Process Scheduling Fundamentals

Process Scheduling handles the selection of a process for the processor based on a scheduling algorithm and the removal of a process from the processor. It is an important part of multiprogramming in operating systems, enabling efficient CPU utilization and fair resource distribution among competing processes.

Process Scheduling Algorithms

Process scheduling algorithms determine which process gets CPU access next and how resources are distributed among processes. Each algorithm has different characteristics regarding fairness, throughput, and response time.

Major Scheduling Algorithms

• First Come First Served (FCFS) − Handles processes in the order they arrive in the ready queue. FCFS is the simplest scheduling algorithm with no preemption, ensuring no starvation occurs. However, its throughput is low because large processes may hold the CPU for extended periods, causing the convoy effect.

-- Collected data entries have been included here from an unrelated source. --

PR #156, opened 2021-07-23
fix outflow calc when negative value in log

laurenebouaziz:
@verseve could you check if these changes seem ok?
I will also let you know after the weekend how the test run goes.


verseve (approved):
Yes, the proposed change will fix the issue, thanks!

verseve:
@laurenebouaziz : did these changes solve your issue?

PR #157, opened 2021-08-09
support multi file forcing as well

visr:
Then, if you have a large multi file forcing netCDF that you don't want to combine first, you can change

```toml
[input]
path_forcing = "data/large-forcing-file.nc"
```

to something like

```toml
[input]
path_forcing = "data/monthly-forcing-file-*.nc"
```

For if you have files like
```
data/monthly-forcing-file-2021-01.nc
data/monthly-forcing-file-2021-02.nc
```

This adds a small dependency, https://github.com/vtjnash/Glob.jl/, to do the file finding.

## TODO
- [ ] wait for and require https://github.com/Alexander-Barth/NCDatasets.jl/pull/137
- [ ] add changelog entry
- [ ] add documentation
- [ ] support `*` in the path as well as the filename


hboisgon:
Nice upcoming dev @visr ! I was wondering, would it support a time split only or also a split with variables (eg precip and temp in different nc files)?

visr:
I'm not sure actually, in [the docs](https://alexander-barth.github.io/NCDatasets.jl/latest/dataset/#NCDatasets.NCDataset) it states:

> Variables are aggregated over the first unlimited dimension or over the dimension aggdim if specified. The append mode is only implemented when deferopen is false.

>All variables containing the dimension aggdim are aggregated. The variable who do not contain the dimension aggdim are assumed constant.

I don't think so, we'd have to test it. Would be nice if it just worked. Does xarray do this by default? And do you have test data perhaps?

PR #159, opened 2021-08-19
fix multithreading for multiple basins

visr:
This still needs a test. Currently the test models have single basins.


visr:
Thanks, this test catches the issue properly.

PR #163, opened 2021-09-14
Option to fix alpha value in the kinematic wave

hboisgon:
When alpha is updated in the kinematic wave with the new h value (wetted perimeter), this creates water balance errors.
To avoid these errors and have a more closed water balance the alpha value is now fixed. A bankfull height map can be provided for the river part to calculate the fixed alpha value (based on half bankfull height). For the land part the wetted perimeter is based on the flow width only.

### DIFF
--- a/docs/src/changelog.md
+++ b/docs/src/changelog.md
@@ -7,6 +7,11 @@ and this project adheres to [Semantic Versioning](https://semver.org/spec/v2.0.0
 
 ## Unreleased
 
+### Added
+- Option `update_alpha`. When true (default) the ``\alpha`` parameter of the kinematic wave
+  is updated because of changes in water height (this can result in large water balance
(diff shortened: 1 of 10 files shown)


DirkEilander:
@hboisgon Was just checking this in relation hydroMT + pyflwdir developments. I noticed you are reading a h_bankfull_land map from the staticmaps nc file. For rivers we can create this map, but for land a constant value or even zero is the best we can do I think.

verseve:
I agree @DirkEilander , will include this in the review.

verseve (approved):
Thanks for adding this @hboisgon ! I added the fix also to the other models using the kinematic wave. Also, the kinematic wave iterations and update_alpha options were added to the struct SurfaceFlow (no need to provide these to the update function then), and I did update the docs.

@visr : do you agree with adding these options to the SurfaceFlow struct?

PR #166, opened 2021-10-04
improve error message for reservoirs and lakes that are pits

visr:


verseve:
Actually this is expected, we do not support lakes and reservoirs without downstream nodes. I made a small change to the code (throw an (easy to read) error when this happens) and to the changelog (instead of a fix, marked it an addition). @visr : could you please check if you agree with the error messages, and feel free to change?

verseve (approved):
See my earlier comment on the changes I did commit.

Issue #141, opened 2021-06-10
inflow kinematic wave river


verseve:
To use external time series as point inflow for the kinematic wave of the river domain. For example when measured timeseries at the outflow location of a reservoir are available.

ctenvelden:
I think, since measured timeseries will often come from external sources, this will often be in csv format. So I would say point inflow is most logical. But maybe other cases will have 2d inflows?

PR #167, opened 2021-10-08
Add simple external inflow to the kinematic wave

hboisgon:
As discussed in #141


hboisgon:
Cyclic inputs for other structs than vertical are also now supported (for example cyclic inflow to the river)

PR #173, opened 2021-11-09
Fix subdaily sbm gwf

verseve:
- Changed the scaling of capillary rise, now based on a common approach found in literature.
- Fixed conversion of boundaries of `GroundwaterFlow` [m3/d] to m3/s in `sbm_gwf` model concept (conversion was based on model time step and should be based on basetimestep (86400 s).


verseve:
Suggestion of @JoostBuitink to include the empirical coefficient n (fixed at 2.0), in the scaling of the potential capillary rise, as model parameter with a default value of 2.0, now included in the commit b0d309c

JoostBuitink (approved):

PR #174, opened 2021-11-16
Fix sbm_gwf exfiltwater

verseve:


docs/src/changelog.md
```diff
@@ -5,6 +5,13 @@ All notable changes to this project will be documented in this file.
 The format is based on [Keep a Changelog](https://keepachangelog.com/en/1.0.0/),
 and this project adheres to [Semantic Versioning](https://semver.org/spec/v2.0.0.html).
 
+## Unreleased
+
+### Fixed
+- Fixed calculation of `exfiltwater` as part of the `sbm_gwf` model type. This was based
+  directly on groundwater head above the surface level, without multiplying by the
+  `specific_yield`, resulting in an overestimation of `exfiltwater`.
+
```
Huite, line 14: This changelog doesn't fully explain it yet, and I'm sure someone will wonder in the future what is meant here exactly. To add a little bit:

```
- Fixed calculation of `exfiltwater` as part of the `sbm_gwf` model type. This
  was based directly on groundwater head above the surface level, without
  multiplying by the `specific_yield`, resulting in an overestimation of
  `exfiltwater`. This is required since the groundwater model estimates the
  head based by dividing the volume by the specific yield or storativity of the
  aquifer. So, should the groundwater table rise above surface level, the head
  above surface level does not represent a water column one to one. (This also
  means the groundwater model (slightly) overestimates heads when the head
  rises above the surface level. However, this water is immediately removed,
  and the head will be set to surface level.)

```

Maybe the changelog is not the right place, but since it took me atleast a few minutes of thinking things over, I think it's good to write it down somewhere...

src/sbm_gwf_model.jl
```diff
@@ -511,10 +511,13 @@ function update_sbm_gwf(model)
...
-    # determine excess head [m] (exfiltwater) in groundwater domain (head > surface) and reset head
+    # determine excess water depth [m] (exfiltwater) in groundwater domain (head > surface)
+    # and reset head
     exfiltwater =
-        lateral.subsurface.flow.aquifer.head .-
-        min.(lateral.subsurface.flow.aquifer.head, lateral.subsurface.flow.aquifer.top)
+        (
+            lateral.subsurface.flow.aquifer.head .-
+            min.(lateral.subsurface.flow.aquifer.head, lateral.subsurface.flow.aquifer.top)
+        ) .* lateral.subsurface.flow.aquifer.specific_yield
```
Huite, line 520: It might be worthwhile to replace `lateral.subsurface.flow.aquifer.specific_yield` by `storativity(lateral.subsurface.flow.aquifer)`, since the `storativity` function will pick the right term also for a confined aquifer. 

For the record, this is the storativity function defined in aquifer.jl:
```
storativity(A::UnconfinedAquifer) = A.specific_yield
storativity(A::ConfinedAquifer) = A.storativity
```

The sbm_gwf model now always uses the unconfined aquifer and so specific yield is currently always the right one, but should somebody e.g. experiment with an sbm_gwf with confined, this will ensure it still works. And there's no real downsides.

docs/src/changelog.md
verseve: Yes, good point, I did update the changelog in commit a49fc6d.

src/sbm_gwf_model.jl
verseve: Yes, I agree, see commit a49fc6d.

PR #177, opened 2021-11-30
abs path forcing

verseve:
fixed use of abs path for the forcing file (was broken)

### DIFF
--- a/docs/src/changelog.md
+++ b/docs/src/changelog.md
@@ -18,8 +18,8 @@ and this project adheres to [Semantic Versioning](https://semver.org/spec/v2.0.0
 ### Fixed
 - Model type `hbv`: the surface width for overland flow was not corrected with the river
   width.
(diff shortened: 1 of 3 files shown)


visr (approved):
Thanks for fixing this. I still added a test, and updated the fix. Also updated the changelog entry that this is only an issue with v0.5.1.

`normpath`, like `joinpath`, can take n amount of parts. I was not aware however that unlike `joinpath`, `normpath` does not have a method that operates on a vector of paths.

verseve:
Hey @visr , thanks for the quick review. Not sure if your implementation works with multiple forcing files (*)? I think I also started with your solution, however I think it did not work with multiple forcing files.

verseve:
With the changes I get this when using multiple forcing files (`forcing-sbm-groundwater-part*.nc`)
```julia
julia> dynamic_paths = glob(glob_path, glob_dir)
String[]
```

PR #182, opened 2021-12-13
Local inertial solution 1-D/2-D

verseve:
Routing for model type `sbm` has been extended with a local inertial solution for 2-D for overland/ floodplain flow. It is linked to the existing local inertial solution for 1-D river flow (subgrid channel).  The 2-D solution makes use of a D4 (four direction) routing scheme, while the 1-D river flow solution uses a D8 (eight direction) routing scheme.  For 2-D overland/ floodplain on a staggered grid the numerical scheme proposed by Almeida et al. (2012) is adopted.


docs/src/lateral/local-inertial.md
```diff
@@ -74,23 +74,75 @@ fixed at 0.0 m.
...
+
+```math
+Q_{i-1/2}^{n+1} = \frac{\left[ \theta Q_{i-1/2}^{n} +\frac{(1-\theta)}{2}(Q_{(i-3/2)}^{n} + \\
+  Q_{(i+1/2)}^{n})\right]- g h_f \frac{\Delta t}{\Delta x} (y^n_i - y^n_{i-1}) \Delta y}{1+g\Delta t \\
+   n^2 |Q_{i-1/2}^{n}|/(h_f^{7/3} \Delta y)}
+```
+
+where subscripts ``i`` and ``n`` refer to space and time indices, respectively. Subscript
+``i-1/2`` is to the link between node ``i`` and ``i-1``, subscript ``i+1/2`` is the link
+between node ``i`` and node ``i+1``, and subscript ``i-3/2`` is the link between node ``i``
```
JoostBuitink, line 91: The difference between subscript ``i-3/2`` and subscript ``i-1/2`` is not clear from this text. In the code it is ``qu`` and ``qd``, perhaps include this here as well?

src/sbm_model.jl
```diff
@@ -364,6 +407,27 @@ function initialize_sbm_model(config::Config)
             end
         end
         lateral.land.volume .= lateral.land.h .* lateral.land.width .* lateral.land.dl
```
JoostBuitink, line 409: This line can be removed right? Is is now nested under the if statement when kinematic wave is selected (line 410&411)

verseve: Yes, this can indeed be removed. I just noticed it when I was rebasing this branch. It is solved in commit https://github.com/Deltares/Wflow.jl/pull/182/commits/57ba9fd9b8c3a90460b7c1394176ef8d462cd019.

docs/src/lateral/local-inertial.md
verseve: Thanks for spotting this. The link `i-3/2` was not described correctly (should be between node `i-1` and `i-2`). Also added an image of the numerical scheme.

src/flow.jl
```diff
@@ -720,24 +722,385 @@ function update(
...
+
+    sw.qx0 .= sw.qx
+    sw.qy0 .= sw.qy
+
+    # update qx
+    @threads for i = 1:sw.n
+        yu = indices.yu[i]
+        yd = indices.yd[i]
+        xu = indices.xu[i]
+        xd = indices.xd[i]
```
visr, line 979: It isn't quite clear to me how we iterate over space within a timestep for overland flow, and what the dependencies are like. Why is at-threads safe here? It would also be good to know if this at-threads helps us at all for the average model, otherwise we may as well remove it.

verseve: There are no dependencies within a timestep, so the numerical solution is very suitable for threading (we do the same for river flow).

visr (approved):
Looks good to me! I added some commits, please check them before merging.

Possibly there are more performance gains still on the table, but we can always improve on that later. Would be nice to have some animations of local inertial 2D spreading along the land, maybe as embedded videos in the documentation? Not for this PR though.

verseve:
Thanks for the review @visr! I agree, there are probably more performance gains, just came across this interesting paper (lisflood-fp):
https://www.sciencedirect.com/science/article/pii/S1364815217307478

PR #591, opened 2025-04-18
Update test model Piave

### LINKED ISSUE #579: Update test model Piave
Add lakes (reservoirs are already included) to the Piave test model, so this functionality is also tested as part of a model run (see also #575). 

This test model is also part of water demand and allocation tests, so abstractions from water bodies are then also included and tested.

vers-w:
## Issue addressed
Fixes #579


JoostBuitink (approved):
Nice to see these tests added, all looks good to me!

PR #594, opened 2025-04-21
Expose the rainfall erosion factor of ANSWERS equation

hboisgon:
## Issue addressed
No issue. While working on a project, I would like to be able to calibrate a rainfall erosion factor to balance effect of rainfall erosion versus overland flow erosion but cannot as this parameter is encoded as a fixed value for rainfall erosion (0.108) but is already flexible for overland flow erosion (answers_k).

Because it needs to be added to standard names in v1, I thought better to do it now before the release (it was also on my mind for a long time).

## Checklist
- [x] Updated tests or added new tests -> not needed, the default can still be used
- [x] Updated changelog.qmd if needed -> it's a small change compared to the rest so not sure it's needed

When the docs PR is merged, the new parameter `soil_erosion__answers_rainfall_factor` can be added to the list below in sediment_parameters.qmd ( ANSWERS rainfall erosion factor | -  | 0.108 |

image


JoostBuitink (approved):
All code changes seem fine to me, I just have one comment/question related to the naming/use of this parameter!

Wflow/src/sediment/erosion/rainfall_erosion.jl
```diff
@@ -186,8 +188,11 @@ function RainfallErosionAnswersParameters(
     usle_k = ncread(dataset, config, lens; sel = indices, defaults = 0.1, type = Float64)
     lens = lens_input_parameter(config, "soil_erosion__usle_c_factor")
     usle_c = ncread(dataset, config, lens; sel = indices, defaults = 0.01, type = Float64)
+    lens = lens_input_parameter(config, "soil_erosion__answers_rainfall_factor")
+    answers_overland_flow_factor = ncread(dataset, config, lens; sel = indices, defaults = 0.108, type = Float64)
+    
     answers_parameters =
-        RainfallErosionAnswersParameters(; usle_k = usle_k, usle_c = usle_c)
+        RainfallErosionAnswersParameters(; usle_k = usle_k, usle_c = usle_c, answers_rainfall_factor = answers_overland_flow_factor)
```
vers-w, line 195:
```suggestion
        RainfallErosionAnswersParameters(; usle_k = usle_k, usle_c = usle_c, answers_rainfall_factor = answers_rainfall_factor)
```

hboisgon:
> Isn't the naming here a little bit confusing? Perhaps because I don't know the sediment model too well, but I see the same factor being used for overland flow and rainfall erosion. Is it a coincidence that they have the same parameter value, or does that make sense? E.g., is it unwanted to have one parameter for rainfall erosion, and one parameter for overland flow erosion?

Sorry they are different but it was bad "copy pasting" from my part and I did not change the internal names. Thanks WIllem for the suggestions! I also then merged with `master` and updated the docs so hopefully this should now be ready to merge :)

PR #596, opened 2025-04-22
Drop `GroundwaterExchange` component

### LINKED ISSUE #593: Drop `GroundwaterExchange` component
For v1.0-beta I think we should drop the `GroundwaterExchange` component (can be used to replace the kinematic wave lateral subsurface flow routing with an external groundwater model (e.g. Modflow). This feature has been used only (to my knowledge) as part of the following [MSc thesis ](https://studenttheses.uu.nl/handle/20.500.12932/41091) work. One of the potential improvements recommended by this work was to re-activate the lateral subsurface flow routing for coupling with Modflow 6, as a rapid runoff (interflow) generating mechanism was missing and the current coupling did not yield satisfactory results. So, to summarize, more work is needed to support this kind of coupling in a good way.

vers-w:
## Issue addressed
Fixes #593


JoostBuitink (approved):
Indeed good to drop this! Changes look good to me!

• Shortest Job First (SJF) − Executes processes in order of their execution times, selecting the process with the smallest burst time first. SJF can be preemptive or non-preemptive and provides optimal average waiting time, though it may cause starvation for longer processes.

• Priority Scheduling − Executes processes based on their assigned priority levels. Higher priority processes can preempt lower priority ones, which may lead to starvation for low-priority processes. This can be solved using priority aging.

• Round Robin (RR) − Provides a fixed time slice (quantum) for each process and cycles through all processes until completion. Prevents starvation since each process gets CPU time. The time quantum size affects performance − too large behaves like FCFS, too small increases context-switching overhead.

Comparison of Scheduling Algorithms

Process Schedulers

Process scheduling involves three types of schedulers that operate at different time scales and manage different aspects of process execution.

Types of Schedulers

• Long-Term Scheduler (Job Scheduler) − Selects processes from the job pool in secondary memory and loads them into the ready queue in main memory. It controls the degree of multiprogramming and must balance CPU-bound and I/O-bound processes for optimal system throughput.

• Short-Term Scheduler (CPU Scheduler) − Selects one process from the ready queue and allocates the CPU to it. This scheduler runs frequently (every few milliseconds) and uses scheduling algorithms like FCFS, SJF, or Round Robin to make decisions.

• Medium-Term Scheduler (Swapper) − Manages swapping of processes between main memory and secondary storage. It can suspend (swap out) processes to reduce the degree of multiprogramming and later resume (swap in) them from where they left off. This helps improve the process mix and memory utilization.

Key Points

• Scheduling algorithms trade off between fairness, throughput, and response time

• Preemptive algorithms provide better response times but increase context-switching overhead

• The three scheduler types work together to manage processes at different stages of their lifecycle

• Proper scheduler design prevents starvation and ensures efficient resource utilization

Conclusion

Process scheduling is fundamental to operating system performance, involving multiple algorithms and scheduler types. The choice of scheduling algorithm depends on system requirements, while the three-level scheduling architecture ensures efficient process management from creation to termination.